Once you look at sexual activity primarily as a way to strengthen the pair-bond, though, you can begin to make sense of a variety of oddities about human beings. For instance, women have a tipped vagina, which promotes more intimate face-to-face copulation, and large breasts, which are on permanent display and act as a constant advertisement of sexual receptivity totally disconnected from ovulation. In contrast, most female mammals only develop enlarged breasts when they are pregnant. Ethologist Desmond Morris argues that various other features—fleshy earlobes, protruding noses, and everted lips—are also designed to promote face-to-face copulation. Even the loss of body hair was possibly a means of promoting the pair-bond.
Perhaps most important, women developed concealed ovulation, which makes it impossible for men to tell when it’s the ideal time to mate. This makes her distinct among primate females, all of which have visible displays of their fertility (think of certain primates in which the females buttocks turn bright red during estrus). Further confounding male efforts to determine the time of peak fertility, women do not limit their sexual activity to the time they are ovulating. These developments likely played a crucial role in cementing her bond with a man. Instead of guarding a woman jealously for a few days during ovulation, the man had to develop a long-term relationship to try to ensure that her offspring would also be his. Anthropologist Helen Fisher has called this the “sex contract” that evolved to secure women the help they needed to raise their children.
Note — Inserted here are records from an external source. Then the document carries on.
PR #17, opened 2023-10-17
Fix data plane services

abays:
Unfortunately, using the `OpenStackDataPlaneDeployment.spec.servicesOverride` assumes that the actual `OpenStackDataPlaneService` CRs have been created beforehand.  On the other hand, any services include in the `OpenStackDataPlaneNodeSet.spec.services` list are automatically created by the data plane controller itself.  Since we don't want to burden the user with manually creating these, let's switch back to using `OpenStackDataPlaneNodeSet.spec.services` for now.

### DIFF
--- a/validated_arch_1/stage5/openstackdataplanedeployment.yaml
+++ b/validated_arch_1/stage5/openstackdataplanedeployment.yaml
@@ -6,10 +6,6 @@ metadata:
 spec:
   nodeSets:
   - openstack-edpm-ipam
-  servicesOverride:
-    - configure-network
-    - validate-network
-    - install-os
-    - ceph-hci-pre
-    - configure-os
-    - run-os
+  # Listing the OpenStackDataPlaneServices here does work unless they
+  # have been pre-created manually by the user
+  servicesOverride: []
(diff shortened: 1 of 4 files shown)


fultonj:
> Unfortunately, using the `OpenStackDataPlaneDeployment.spec.servicesOverride` assumes that the actual `OpenStackDataPlaneService` CRs have been created beforehand. On the other hand, any services include in the `OpenStackDataPlaneNodeSet.spec.services` list are automatically created by the data plane controller itself. Since we don't want to burden the user with manually creating these, let's switch back to using `OpenStackDataPlaneNodeSet.spec.services` for now.

I'd like to propose an alternative. As per the [docs](https://openstack-k8s-operators.github.io/dataplane-operator/composable_services/#dataplane-operator-provided-services)

"If the services field is omitted from the OpenStackDataPlaneNodeSet spec, then the above list will be used."

Thus, we should be able to remove these two lines:

https://github.com/openstack-k8s-operators/architecture/blob/main/validated_arch_1/stage5/openstackdataplanenodeset.yaml#L156

https://github.com/openstack-k8s-operators/architecture/blob/main/validated_arch_1/stage6/openstackdataplanenodeset.yaml#L141

and user shouldn't have to create the default services (custom services need to be created by user either way).

Could we try that instead so that conceptually the service list can be tied to deployment 1 and deployment 2?

fultonj:
@abays Could we please try this PR instead https://github.com/openstack-k8s-operators/architecture/pull/18 ?

abays:
Closing in favor of https://github.com/openstack-k8s-operators/architecture/pull/18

CHEAP SPERM AND PRECIOUS EGGS
So, with all of these traits to promote pair-bonds, everything should be great when it comes to the relationship between a man and a woman, right? Unfortunately, no. To understand why, we need to explore the crucial role of two largely unmentioned participants in all of this pair-bonding, the sperm and the egg. It is at their fruitful conjunction that everything happens. But what they do to get there and how their carriers (i.e., men and women) feel about that journey makes all the difference.
It took a while for scientists to realize the significance of this. Although they were busy studying and refining Darwin’s arguments, sexual selection didn’t receive a lot of attention, particularly when it came to one particular segment of the animal kingdom—human beings. While happy to study the mating rituals of everything from slugs to lemurs, scientists proved reluctant to put humans under the microscope, albeit with a few high-profile exceptions such as Alfred Kinsey. That all began to change in 1972 when Robert Trivers published an essay entitled “Parental investment and sexual selection.” Despite the rather pedestrian title, that essay is possibly the single-most influential piece of evolutionary theory to come along since Darwin’s original concept of sexual selection. What Trivers discovered was no less than the key to sexual selection, the engine, as it were, that made the whole thing run. That engine was parental investment.
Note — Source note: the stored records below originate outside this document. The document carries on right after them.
PR #19, opened 2023-10-17
Define full service list in OpenStackDataPlaneNodeSet

fultonj:
Follow up to ab1a80a0e75e6c555a235d39e1ebf29dd6daa60f

The ceph-hci-pre and ceph-client services will not be created by default so the services list cannot be empty if we want the dataplane operator to define these services for the user. Thus, put all services which will be used in the OpenStackDataPlaneNodeSet so they will be created. We still rely on the servicesOverride in each deployment however to identify which subset of services are deployed when.


abays (approved):
/lgtm

PR #22, opened 2023-10-19
First draft of VA1 with preprovisioned computes

abays:
Removes Metal3 references and changes data plane CRs to use preprovisioned compute nodes


fultonj:
Thank you Andrew

afazekas:
Should we default to metal3 provisioned ?

abays:
> Should we default to metal3 provisioned ?

We were asked by managment and CI to use preprovisioned computes for the first VA due to the technical complexity of using Metal3 in CI.

PR #24, opened 2023-10-24
Rename OpenStackDataPlaneDeployment so it's not deleted

fultonj:
Rename stage5 deloyment from openstack-edpm-ipam to deployment-pre-ceph 
Rename stage6 deloyment from openstack-edpm-ipam to deployment-post-ceph

Do not instruct user to delete their pre-ceph deployment as the logs will be removed. Instead have them create a second deployment. Both can continue to exist after Ansible runs as a record of what deployments have happened.


abays (approved):
/lgtm

PR #1559, opened 2019-09-21
Disallow calling "helperMissing" and "blockHelperMissing" directly

### LINKED ISSUE #1558: Disallow calling "helperMissing" and "blockHelperMissing" directly
The recent remote-code-execution exploits where misusing the helper `blockHelperMissing` in order to call methods from object prototypes that actually should not have been called.

The helpers "helperMissing" and "blockHelperMissing" are not meant to be called directly as in 

```hbs
{{helperMissing}}
{{#helperMissing}}{{/helperMissing}}
{{blockHelperMissing arg}}
{{#blockHelperMissing arg}}{{/blockHelperMissing}}
```

We can offer a flag that allows execution in case someone really wants it, but the default will be not to allow this.

Note that although calling `{{helperMissing}}` from the template is not part of the documented API and I assume it makes no sense other then to build an exploit. From this point of  view this is **not** a breaking change an will result in a minor version update only (because of the feature flag).

Even though it is not documented, I would rather try to maintain compatibility here, but since this a security-relevant change I will not do that in this case.

nknapp:
closes #1558

### DIFF
--- a/lib/handlebars/base.js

Trivers’s revolutionary insight was simple. The investment a parent makes in his or her offspring has a huge influence on how that parent will approach mating. The more investment a parent makes, the more selective that parent will be in choosing a mate. The less investment a parent makes, the more sexual competition there will be to attract a mate. Think of the many men who often crowd around an attractive woman at a bar, and you have a pretty good picture of this dynamic at work. Which brings us back to the sperm and the egg. You see, sperm are cheap. The average man’s ejaculate contains hundreds of millions of the little buggers (over his lifetime, he will produce two trillion). And although he has nowhere near the sexual ardor of a ram or even a chimpanzee, a young, healthy man can have sex several times a day. On top of all that, if the man is more interested in being a cad than a dad, he can walk away after planting his seed and never lift another finger, so his parental investment is potentially miniscule.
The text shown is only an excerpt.